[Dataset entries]

<<<<

PR #100, opened 2026-05-19
Dependency cleanup

jazzz:
This PR standardizes cargo dependencies across the different crates. The lack of standardization was leading to merge conflicts and difficulty in tracing through the codebase. 

- Workspace crates which are used in more than one location are added as workspace dependencies 
- Dependencies are sorted, to minimize conflicts in future PRs
- sqlite, and components updated to use their package name rather than an alias 
- client crate renamed to `logos-chat` to clarify that it is the top level entry point for developers, and to reduce conflicts in developer applications

### DIFF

>>>>

_PROBLEM_
Transcribe the records in full, word for word.

_OUTPUT_
PR #100, opened 2026-05-19
Dependency cleanup

jazzz:
This PR standardizes cargo dependencies across the different crates. The lack of standardization was leading to merge conflicts and difficulty in tracing through the codebase. 

- Workspace crates which are used in more than one location are added as workspace dependencies 
- Dependencies are sorted, to minimize conflicts in future PRs
- sqlite, and components updated to use their package name rather than an alias 
- client crate renamed to `logos-chat` to clarify that it is the top level entry point for developers, and to reduce conflicts in developer applications

### DIFF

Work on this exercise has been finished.